** MATERIAL SHOWN follows **

PR #827, opened 2018-01-26
Mark Cron transactions as background (non-web)

simonwheatley:
Props @spacedmonkey

Reference: https://docs.newrelic.com/docs/agents/php-agent/php-agent-api/newrelic_background_job

### DIFF
--- a/vip-helpers/vip-newrelic.php
+++ b/vip-helpers/vip-newrelic.php
@@ -61,6 +61,7 @@ function wpcom_vip_cron_for_newrelic() {
 		&& function_exists( 'newrelic_add_custom_parameter' )
 		&& function_exists( 'newrelic_name_transaction' ) ) {
 		newrelic_name_transaction( 'wp-cron' );
+		newrelic_background_job( true);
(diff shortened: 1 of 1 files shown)


vip-helpers/vip-newrelic.php
```diff
@@ -61,6 +61,7 @@ function wpcom_vip_cron_for_newrelic() {
 		&& function_exists( 'newrelic_add_custom_parameter' )
 		&& function_exists( 'newrelic_name_transaction' ) ) {
 		newrelic_name_transaction( 'wp-cron' );
+		newrelic_background_job( true);
```
mjangda: We have  `function_exists` checks for the other newrelic functions we're calling. Should we have a check for this one as well?

sboisvert: I don't think it's a bad thing to add them but I think the main purpose is to see if the New Relic extension is loaded. I guess depending on the version of the extension it could only have certain functions so might as well look for those :)

simonwheatley:
Ready for re-review, @mjangda @sboisvert 🙂

simonwheatley:
104792-deploy

PR #828, opened 2018-01-29
Convert A8C_Files to a singleton

sboisvert:
Beaver Builder is trying to use file_put_content() which doesn't work for the caches for CSS and JS files.

We modify A8C_Files to make it a singleton here so we can access it from outside the class and use it to upload the files.


mjangda:
Closing as we went with a different approach for this.

PR #832, opened 2018-01-31
Allow Debug Bar when sandboxed

### LINKED ISSUE #831: Always enable Debug Bar when sandboxed
When VIP staff has a site sandboxed, they should be able to see the Debug Bar.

** End of MATERIAL SHOWN **

#### [DIRECTIONS]
Set the entries above down again, each one exactly as written.

#### [SOLUTION]
PR #827, opened 2018-01-26
Mark Cron transactions as background (non-web)

simonwheatley:
Props @spacedmonkey

Reference: https://docs.newrelic.com/docs/agents/php-agent/php-agent-api/newrelic_background_job

### DIFF
--- a/vip-helpers/vip-newrelic.php
+++ b/vip-helpers/vip-newrelic.php
@@ -61,6 +61,7 @@ function wpcom_vip_cron_for_newrelic() {
 		&& function_exists( 'newrelic_add_custom_parameter' )
 		&& function_exists( 'newrelic_name_transaction' ) ) {
 		newrelic_name_transaction( 'wp-cron' );
+		newrelic_background_job( true);
(diff shortened: 1 of 1 files shown)


vip-helpers/vip-newrelic.php
```diff
@@ -61,6 +61,7 @@ function wpcom_vip_cron_for_newrelic() {
 		&& function_exists( 'newrelic_add_custom_parameter' )
 		&& function_exists( 'newrelic_name_transaction' ) ) {
 		newrelic_name_transaction( 'wp-cron' );
+		newrelic_background_job( true);
```
mjangda: We have  `function_exists` checks for the other newrelic functions we're calling. Should we have a check for this one as well?

sboisvert: I don't think it's a bad thing to add them but I think the main purpose is to see if the New Relic extension is loaded. I guess depending on the version of the extension it could only have certain functions so might as well look for those :)

simonwheatley:
Ready for re-review, @mjangda @sboisvert 🙂

simonwheatley:
104792-deploy

PR #828, opened 2018-01-29
Convert A8C_Files to a singleton

sboisvert:
Beaver Builder is trying to use file_put_content() which doesn't work for the caches for CSS and JS files.

We modify A8C_Files to make it a singleton here so we can access it from outside the class and use it to upload the files.


mjangda:
Closing as we went with a different approach for this.

PR #832, opened 2018-01-31
Allow Debug Bar when sandboxed

### LINKED ISSUE #831: Always enable Debug Bar when sandboxed
When VIP staff has a site sandboxed, they should be able to see the Debug Bar.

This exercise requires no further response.